_Task objective_. How many lines in the entries below contain "Xcode"? Answer with the number only.

Collected data entries:
>>>
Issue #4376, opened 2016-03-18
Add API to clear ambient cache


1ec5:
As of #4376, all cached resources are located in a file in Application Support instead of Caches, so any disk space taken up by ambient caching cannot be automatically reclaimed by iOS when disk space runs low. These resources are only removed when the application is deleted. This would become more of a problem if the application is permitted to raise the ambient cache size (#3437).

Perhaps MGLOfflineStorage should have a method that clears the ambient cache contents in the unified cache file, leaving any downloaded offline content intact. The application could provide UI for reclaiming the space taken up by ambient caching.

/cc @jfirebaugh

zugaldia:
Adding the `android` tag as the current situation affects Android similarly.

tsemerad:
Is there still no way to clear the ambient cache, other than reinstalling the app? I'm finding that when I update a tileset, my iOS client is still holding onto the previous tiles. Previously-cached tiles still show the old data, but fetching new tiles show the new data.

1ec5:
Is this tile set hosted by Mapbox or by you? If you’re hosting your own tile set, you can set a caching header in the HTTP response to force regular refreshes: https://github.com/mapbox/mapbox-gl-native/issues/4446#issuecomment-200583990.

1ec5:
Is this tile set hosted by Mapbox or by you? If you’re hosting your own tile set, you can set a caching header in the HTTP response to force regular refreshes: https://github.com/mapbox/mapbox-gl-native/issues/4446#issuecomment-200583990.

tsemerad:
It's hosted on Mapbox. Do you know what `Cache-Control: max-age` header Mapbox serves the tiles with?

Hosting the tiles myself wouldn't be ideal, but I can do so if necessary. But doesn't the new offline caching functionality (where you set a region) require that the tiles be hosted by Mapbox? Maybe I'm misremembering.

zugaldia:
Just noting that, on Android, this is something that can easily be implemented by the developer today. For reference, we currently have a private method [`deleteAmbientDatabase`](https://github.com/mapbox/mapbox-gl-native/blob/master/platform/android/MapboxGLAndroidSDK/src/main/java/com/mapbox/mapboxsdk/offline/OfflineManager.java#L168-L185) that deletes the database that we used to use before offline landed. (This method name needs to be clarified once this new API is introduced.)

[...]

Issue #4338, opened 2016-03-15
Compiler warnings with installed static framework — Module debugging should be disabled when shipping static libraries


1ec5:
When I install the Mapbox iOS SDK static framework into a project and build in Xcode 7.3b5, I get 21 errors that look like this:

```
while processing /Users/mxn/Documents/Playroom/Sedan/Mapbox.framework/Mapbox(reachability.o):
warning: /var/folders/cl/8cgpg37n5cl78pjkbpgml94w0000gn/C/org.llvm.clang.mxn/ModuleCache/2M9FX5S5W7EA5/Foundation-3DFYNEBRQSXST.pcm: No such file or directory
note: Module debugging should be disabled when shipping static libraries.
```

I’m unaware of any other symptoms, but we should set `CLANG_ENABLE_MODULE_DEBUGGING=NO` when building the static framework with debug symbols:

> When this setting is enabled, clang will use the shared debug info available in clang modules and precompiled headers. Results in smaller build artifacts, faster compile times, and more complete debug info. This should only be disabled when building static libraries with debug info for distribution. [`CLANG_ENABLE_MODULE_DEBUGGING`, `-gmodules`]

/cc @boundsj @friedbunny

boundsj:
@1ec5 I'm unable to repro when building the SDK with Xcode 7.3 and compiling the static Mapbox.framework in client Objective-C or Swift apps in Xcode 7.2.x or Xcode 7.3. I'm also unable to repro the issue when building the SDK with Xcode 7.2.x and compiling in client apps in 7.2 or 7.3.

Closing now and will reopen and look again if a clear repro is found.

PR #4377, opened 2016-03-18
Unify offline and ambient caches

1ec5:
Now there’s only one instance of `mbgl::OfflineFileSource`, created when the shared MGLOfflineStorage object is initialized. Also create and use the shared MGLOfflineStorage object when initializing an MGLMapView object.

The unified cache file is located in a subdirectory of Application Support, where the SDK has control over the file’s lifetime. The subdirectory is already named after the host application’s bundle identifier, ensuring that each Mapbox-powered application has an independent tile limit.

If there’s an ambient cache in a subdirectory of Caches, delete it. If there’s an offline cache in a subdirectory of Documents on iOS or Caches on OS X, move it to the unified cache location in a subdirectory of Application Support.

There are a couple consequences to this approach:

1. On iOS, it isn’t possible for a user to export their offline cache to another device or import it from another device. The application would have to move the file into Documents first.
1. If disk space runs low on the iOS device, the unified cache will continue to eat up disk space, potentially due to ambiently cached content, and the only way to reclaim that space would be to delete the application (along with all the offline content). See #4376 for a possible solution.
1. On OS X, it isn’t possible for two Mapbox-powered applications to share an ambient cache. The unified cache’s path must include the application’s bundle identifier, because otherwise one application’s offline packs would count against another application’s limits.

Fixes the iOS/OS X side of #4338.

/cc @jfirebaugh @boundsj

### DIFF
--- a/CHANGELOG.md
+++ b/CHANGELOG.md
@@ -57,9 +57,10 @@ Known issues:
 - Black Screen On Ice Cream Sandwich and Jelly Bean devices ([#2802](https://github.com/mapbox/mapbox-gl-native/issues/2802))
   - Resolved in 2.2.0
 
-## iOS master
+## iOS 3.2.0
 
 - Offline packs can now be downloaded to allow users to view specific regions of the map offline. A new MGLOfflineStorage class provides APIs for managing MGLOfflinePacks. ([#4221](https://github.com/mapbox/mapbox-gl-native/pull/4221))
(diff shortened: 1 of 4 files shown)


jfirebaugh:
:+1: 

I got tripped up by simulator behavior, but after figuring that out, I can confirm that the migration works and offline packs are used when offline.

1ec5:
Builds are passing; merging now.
<<<
_Answer to this task_. 2